しかしながら、一番重要なのは、「どんな作業療法士を目指したいのか?」といったビジョンを明確にする、ということです。待遇面や安定も当然大切ですが、リハビリテーションの専門職として、どういった形で活躍したいのか、どんな風に人の為に頑張りたいのか、といった目的意識があれば、そのまま自分自身のモチベーションの高さにも繋がるはずです。

これから作業療法士を目指す方へ

現在、既に養成校などで勉強されている方はもちろん、作業療法士の仕事に何となく興味があるといったような若い方々は多いと思います。言うまでもなく、作業療法士は国家資格であって、簡単に取得できるようなものではありません。また、苦労して取得してからも、日々進歩を続ける医学と同じように、常に新しい知識・技術を吸収する勤勉性や、状況に応じて柔軟に思考できるスキルが求められます。繰り返しになりますが、自分がどのような作業療法士を目指したいのか、といった目的意識は常に明確にしておきましょう。作業療法士の数が増加すれば、就職などの競争率も上がっていきます。あなたが描く理想の作業療法士を目指して、必要な知識や技術を貪欲に吸収していくことで、作業療法士としての価値も高まっていくでしょう。

まとめ
身体、精神面どちらの分野においても、リハビリテーションのプロフェッショナルとして活躍できる作業療法士は、今後も更なる飛躍が期待できる職業です。

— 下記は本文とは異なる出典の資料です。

PR #685, opened 2022-11-02
Use minima-mirror for 15.4 source

elariekerboull:
Switch the mirror source from `minima-mirror-bv` to `minima-mirror` for 15.4 product on 4.2 BV tf file.


ktsamis (approved):
looks great, thanks for finding and fixing this

PR #696, opened 2022-11-17
Switch from metropolis to hugo

ktsamis:
Switch from metropolis to hugo because metropolis is down and it might need some time to be up again.


Bischoff (approved):
thanks lgtm

mcalmer:
uhhh, don't you have something faster? :-)
Hugo is one of the oldest beast we have

PR #710, opened 2022-11-30
Revert: don't install the salt bundle on 4.3 BV

Bischoff:
Revert of #708. After detailed discussion with Pablo, it appears the original PR was at best useless:

* sumaform always uses salt-minion (no venv) to do its initial stuff
* BV test suite does its own stuff (first thing it does is remove all Salt stuff coming from sumaform)

The problem of absent salt-minion package on Rocky 9 might be an effect of https://bugs.rockylinux.org/view.php?id=1189 . If not, the reverted PR would not have solved the issue as sumaform always uses salt-minion, and we have to find something else.


srbarrios (approved):
Make sense. After reading the description. Ok.

meaksh (approved):

PR #713, opened 2022-12-07
Raising available memory for SUMA server to 10GB on 4.2 CI

elariekerboull:
Following https://github.com/SUSE/spacewalk/issues/19666, raising the available memory on the 4.2 SUSE Manager CI server from default 8GB to 10GB.

4.3 raised to 10GB as well
Head raised to 12GB to mirror Uyuni config

PR #714, opened 2022-12-09
Revert memory raise for suma CIs

elariekerboull:
Since raising the memory to 10GB did not bring an expected fix to some issues on 4.2 , reverting to default memory attribution on 4.2 and 4.3 (8GB) to avoid raising it for no reason.
Original PR: https://github.com/SUSE/susemanager-ci/pull/713

Related card: https://github.com/SUSE/spacewalk/issues/19666


Bischoff (approved):
ok but beware we also have 4.2-NUE.tf and 4.3-NUE.tf

PR #720, opened 2022-12-14
Availability zone in Uyuni AWS changed to eu-central-1c

srbarrios:
This PR aims to prevent that kind of issues in AWS due to not available resources in the current availability zone.
```
14:25:21  │ Error: Error launching source instance: InsufficientInstanceCapacity: We currently do not have sufficient c6a.xlarge capacity in the Availability Zone you requested (eu-central-1a). Our system will be working on provisioning additional capacity. You can currently get c6a.xlarge capacity by not specifying an Availability Zone in your request or choosing eu-central-1b, eu-central-1c.
```

There is three uncertain possible issues:
- What happen with old instances? They are clean up?
- If that change implies a different subnet, will sumaform handle this change properly so we can continue using the mirror in the other subnet?
- What happen with the hardcoded resource for our mirror, will that cause a not desired kind of traffic?

### DIFF
--- a/terracumber_config/tf_files/Uyuni-Master-AWS.tf
+++ b/terracumber_config/tf_files/Uyuni-Master-AWS.tf
@@ -81,7 +81,7 @@ variable "REGION" {
 
 variable "AVAILABILITY_ZONE" {
   type = string
-  default = "eu-central-1a"
+  default = "eu-central-1c"
 }
 
 variable "KEY_FILE" {


juliogonzalez (approved):
LGTM, but @rjmateus should confirm what will happen with the old resources.

juliogonzalez:
> LGTM, but @rjmateus should confirm what will happen with the old resources.

And you will need to adjust the subnet as well. Not sure if we have a subnet for this new AZ, created by the separate tf that handles the basic infra + the bastion host.

@rjmateus designed and developed it, so he should know.

mcalmer (changes requested):
It is not that easy. As julio said, the infrastructure is missing in this zone.
Maybe we can use a different instance type if this one is not available.

mcalmer:
c6a - the "a" is for AMD. AFAIK we can try "c6i" (i == intel) or we try something different.

rjmateus:
@juliogonzalez currently @mcalmer is implementing a PR on sumaform which allow is to just create the network. I would say sumaform should not create networks on all AZ. But with this PR from Michael we will have the flexibility to create extra networks in other AZ's if needed, re-using the same VPC

juliogonzalez:
> @juliogonzalez currently @mcalmer is implementing a PR on sumaform which allow is to just create the network. I would say sumaform should not create networks on all AZ. But with this PR from Michael we will have the flexibility to create extra networks in other AZ's if needed, re-using the same VPC

What PR from Michael?

But anyway, I don't see why not: subnets are free :-)

And it's not just about creating subnets, but about configuring security groups as well, as subnets are mentioned there... unless we are using internal IP ranges at the security groups for some strange reason.

srbarrios:
Closing, I let @mcalmer handle this issue with his PR.

rjmateus:
@juliogonzalez I'm talking about this one: https://github.com/uyuni-project/sumaform/pull/1220
We limit the access of subnets with security groups IP Ranges

PR #722, opened 2022-12-15
Fix Orion environment

mbussolotto:
Align `SUSEManager-Test-Orion-NUE.tf` to `SUSEManager-Test-NUE.tf`


mackdk (approved):

mcalmer (approved):
give it a try. Not sure if head is already usable. But we are on the way.

PR #725, opened 2022-12-21
Adding a confirmation step before each stage in BV

srbarrios:
Most of us when running the BV, prefer to don't run it all at once, but run only some stages and verify all is good before moving to next stage. Or even, made some trick in between.

In order to facilitate having all in a unique job execution, I added confirmation messages that will wait until we type a key before running the next stage.


vandabarata (approved):

nodeg (approved):
LGTM although I am not sure if @Bischoff is a big fan of that change.

srbarrios:
> LGTM although I am not sure if @Bischoff is a big fan of that change.

Actually I'm doing it to make him a but happier. :)

PR #727, opened 2022-12-27
Remove sle15 from BVs

ktsamis:
Remove sle15 from BVs


vandabarata (approved):

ktsamis:
I think this is safe to merge, we won't deploy soon

PR #737, opened 2023-01-13
Extend test suite information in the README

nodeg:
This will add some of the frequent information when talking about the test suite like on what hypervisor it runs and if it uses a mirror.

### DIFF
--- a/README.md
+++ b/README.md
@@ -53,7 +53,9 @@ the build is reproducible.
 image for testing Pull Requests built with the open build service. This needs to be copied manually.
 - http://minima-mirror.mgr.prv.suse.net/distribution/leap/: oss and non-oss repositories.
 
-## Used image versions in the CI test suite
+## CI Test suite
+
+### Used image versions
 
 | Version | Minion      | SSH minion  | Client      | RH-like  | Deb-like     | Virthosts   | Buildhost   | Terminal    | Controller | Server      | Proxy       |
 | ------- | ----------- | ----------- | ----------- | -------- | ------------ | ----------- | ----------- | ----------- | ---------- | ----------- | ----------- |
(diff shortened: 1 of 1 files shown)


elariekerboull (approved):
Great idea, thanks for that!

README.md
```diff
@@ -53,7 +53,9 @@ the build is reproducible.
 image for testing Pull Requests built with the open build service. This needs to be copied manually.
 - http://minima-mirror.mgr.prv.suse.net/distribution/leap/: oss and non-oss repositories.
 
-## Used image versions in the CI test suite
+## CI Test suite
```
vandabarata, line 56:
```suggestion
## CI Testsuite
```

vandabarata (approved):

README.md
nodeg: Nope. We use `test suite` for quite some time now 😉

srbarrios (approved):

Bischoff (commented):
Ah, that is a recurring problem.

We said several times that this information changes too often to be put in some documentation file.
The current theory is to look in grafana - however that is not convenient.

In short, I like this PR, but it goes against what we said previously. That's not to say we cannot change our mind.

Small remark: we could add information for BV (but then have to change the title).

srbarrios (approved):
I would say it's enough maintaining this info in the infrastructure repository and also in our grafana dashboards. This will cause some extra maintenance. But I would not oppose to merge it, just giving my personal opinion about that kind of doc.

nodeg:
I am also not a big fan of having duplicate information but sometimes I need information and I do not know where to find it. We could also of course extend our Confluence QE landing page with all the information or links to the information to have everything in in one place. So we instantly know where to look.

nodeg:
Ok. I guess I am closing this PR in favor of adding/linking the information in our Confluence space. Anyway thank you for your reviews and comments.

PR #742, opened 2023-01-20
Increase disk size in 4.3 BV server

ktsamis:
Increase disk size in 4.3 BV server because we are at the limit:

```
/dev/vdb1                                      1.5T  1.3T  119G  92% /var/spacewalk
```

### DIFF
--- a/terracumber_config/tf_files/SUSEManager-4.3-build-validation.tf
+++ b/terracumber_config/tf_files/SUSEManager-4.3-build-validation.tf
@@ -299,7 +299,7 @@ module "server" {
   }
 
   server_mounted_mirror = "minima-mirror-bv.mgr.prv.suse.net"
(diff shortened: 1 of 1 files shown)


Bischoff (approved):

terracumber_config/tf_files/SUSEManager-4.3-build-validation.tf
```diff
@@ -299,7 +299,7 @@ module "server" {
   }
 
   server_mounted_mirror = "minima-mirror-bv.mgr.prv.suse.net"
-  repository_disk_size = 1500
+  repository_disk_size = 2000
```
srbarrios, line 302:
```suggestion
  repository_disk_size = 1700
```

Let's be more conservative.

PR #743, opened 2023-01-22
[AWS] AWS BV 4.3 

maximenoel8:
New CI pipeline to support BV testing on AWS. This PR add SUMA 4.3 configuration.

Two mirrors are deployed during this pipeline. They are meant to manage MU internal repositories use in public cloud AWS.


terracumber_config/tf_files/local_mirror.tf
```diff
@@ -122,11 +123,16 @@ module "mirror" {
...
+  image = "opensuse154o"
   volume_provider_settings = {
     pool = local.pool
     // uncomment next line to use existing snapshot as starting point
     //    volume_snapshot_id = data.aws_ebs_snapshot.data_disk_snapshot.id
   }
+  provider_settings = {
+    mac                = "52:54:00:ba:b7:98"
+    memory             = 4096
+  }
```
Bischoff, line 135:
```
grog# virsh list
(...)
 139   susemanager-4-3-aws-build-validation-mirror   en cours d’exécution
```
--> nice, but will that be set up automatically next time? I see no `name =` directive in this maint.tf file.

Bischoff (commented):
Very nice, just a question left

mcalmer (approved):

srbarrios:
@maximenoel8 I suggest you merge this PR as soon as possible and don't add more commits on top of this one.
We will not be able to run this pipeline anytime soon in any case. As BV in AWS has as a blocker the need to identify which IBS MI repos have or not CVS before we push it to cloud.

I think it will be good we work in a new card, to automatically identify CVS in a set of submissions and stop the workflow in a early stage (probably pushing content to our mirror).

Issue #4694, opened 2015-12-11
Clean temporary dirs that are created on tests during teardown


luisfaceira:
On a quick run of phpunit, I've detected that the following dirs in /tmp/ are created and remain after the tests concluded successfully:
> cmptest-2003111fcf4331c420d8c61ef429410f
> cmptest-3c7103f6ac29a4865b351466a4a730da
> cmptest-a71ac06271f7e35caa3c05f03206e459
> composer-test
> composer_testdir
> composer_test_file
> composer-xz-test-vendor
> composer-zip-test-vendor

Some of them I've detected to be in GitDownloaderTest, but others are being created elsewhere (I haven't had the opportunity to look into it). Also, although it's unlikely I'm not sure if other directories are being created in other tests in other places other than /tmp/ which would be a lot worse.

As @staabm proposed in the context of [#4685](https://github.com/composer/composer/pull/4685/files#r47354731), it would be best to remove such directories during the teardown of the related tests. 

I detected a similar fix to one specific test that was done in the past: 8d3b40ff8ee5b8f550e187b141df4d00626aefed . I think the same approach could be easily replicated to other tests.

stof:
``composer-zip-test`` and ``composer-xz-test`` are related to the ZipDownloader and the XzDownloader (a simple search on the source code detects them).

``cmptest-...`` are for GitDownloaderTest, HgDownloaderTest and AutoloadGeneratorTest

and then, ``Composer\Util\Filesystem`` tests are also creating temp files.

And ``composer-test`` is used in many tests, but only some of them are removing it

chorry:
whoops, sorry for the mess - had no idea `--force push` will leave footprints here instead of replacing commit :(

stof:
@chorry force push creates a new commit. but this does not change the fact that the old commit references the PR.

chorry:
is it ok to close old pull request, and start a new one?

stof:
@chorry this is the issue, not the PR. the PR itself is clean (but not referenced here as you haven't referenced the issue in it), as it is about the branch, which is updated when doing a force push

Seldaek:
Fixed by #4702

PR #4702, opened 2015-12-14
clean garbage dirs in tmp after composer tests #4694

chorry:


tests/Composer/Test/CacheTest.php
```diff
@@ -12,15 +12,20 @@
...
 {
     private $files, $root, $finder, $cache;
+    /**
+     * @var Filesystem
+     */
+    private $fs;
 
     public function setUp()
     {
+        $this->fs = new Filesystem;
```
stof: no need to instantiate it on setUp and to store it in a property. Instantiate it only when necessary

tests/Composer/Test/Downloader/GitDownloaderTest.php
```diff
@@ -18,6 +18,25 @@
...
+    /** @var Filesystem */
+    private $fs;
+    /** @var string */
+    private $workingDir;
+
+    protected function setUp()
+    {
+        $this->fs = new Filesystem;
+        $this->workingDir = realpath(sys_get_temp_dir()).DIRECTORY_SEPARATOR.'cmptest-'.md5(uniqid('', true));
+        $this->fs->ensureDirectoryExists($this->workingDir);
```
stof: IMO, this line should be removed, as several tests don't need it (and tests needing it are actually already calling it to ensure that a subfolder exists)

tests/Composer/Test/Downloader/HgDownloaderTest.php
```diff
@@ -17,6 +17,25 @@
...
+    /** @var Filesystem */
+    private $fs;
+    /** @var string */
+    private $workingDir;
+
+    protected function setUp()
+    {
+        $this->fs = new Filesystem;
+        $this->workingDir = realpath(sys_get_temp_dir()).DIRECTORY_SEPARATOR.'cmptest-'.md5(uniqid('', true));
+        $this->fs->ensureDirectoryExists($this->workingDir);
```
stof: same here

tests/Composer/Test/Downloader/PerforceDownloaderTest.php
```diff
@@ -30,10 +31,13 @@ class PerforceDownloaderTest extends \PHPUnit_Framework_TestCase
     protected $repoConfig;
     protected $repository;
     protected $testPath;
+    protected $fs;
 
     protected function setUp()
     {
+        $this->fs = new Filesystem;
         $this->testPath        = sys_get_temp_dir() . '/composer-test';
+        $this->fs->ensureDirectoryExists($this->testPath);
```
stof: useless, as most tests don't need to have this folder. There is no reason to create it for nothing

tests/Composer/Test/Downloader/XzDownloaderTest.php
```diff
@@ -13,14 +13,32 @@
...
+     * @var string
+     */
+    private $testName;
+
     public function setUp()
     {
         if (defined('PHP_WINDOWS_VERSION_BUILD')) {
             $this->markTestSkipped('Skip test on Windows');
         }
+        $this->fs = new Filesystem;
```
stof: this should be instantiated only on teardown

tests/Composer/Test/Downloader/ZipDownloaderTest.php
```diff
@@ -13,14 +13,32 @@
...
+     * @var string
+     */
+    private $testName;
+
     public function setUp()
     {
         if (!class_exists('ZipArchive')) {
             $this->markTestSkipped('zip extension missing');
         }
+        $this->fs = new Filesystem;
```
stof: same here

tests/Composer/Test/Downloader/ZipDownloaderTest.php
```diff
@@ -13,14 +13,32 @@
...
 {
+    /**
+     * @var Filesystem
+     */
+    private $fs;
+
+    /**
+     * @var string
+     */
+    private $testName;
```
stof: ``testDir`` would be a better name than ``testName``

alcohol:
It seems to randomly fail the `InstallerTest` cause of tmp directory issues. I restarted the build but then it just failed on another PHP version. Going to see if anyone from travis can give feedback on that :-\

chorry:
I see travis is now marked as passed, but appveyour is failed due to failed provisioning of VM. 
Can somebody restart it?

Seldaek:
Seems fine on travis and on my machine so let's hope appveyor will go better in the future, thanks for the fix!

また、リハビリ分野における他の専門的な職種との連携を取る際に、リーダーシップを発揮できる立場にあると言えます。将来性がある作業療法士だからこそ、職場で重宝され、患者さんや利用者の方々にも高い信頼を得るためには、何より自分自身の努力が不可欠です。是非、そのような素敵な作業療法士を目指して頑張ってください!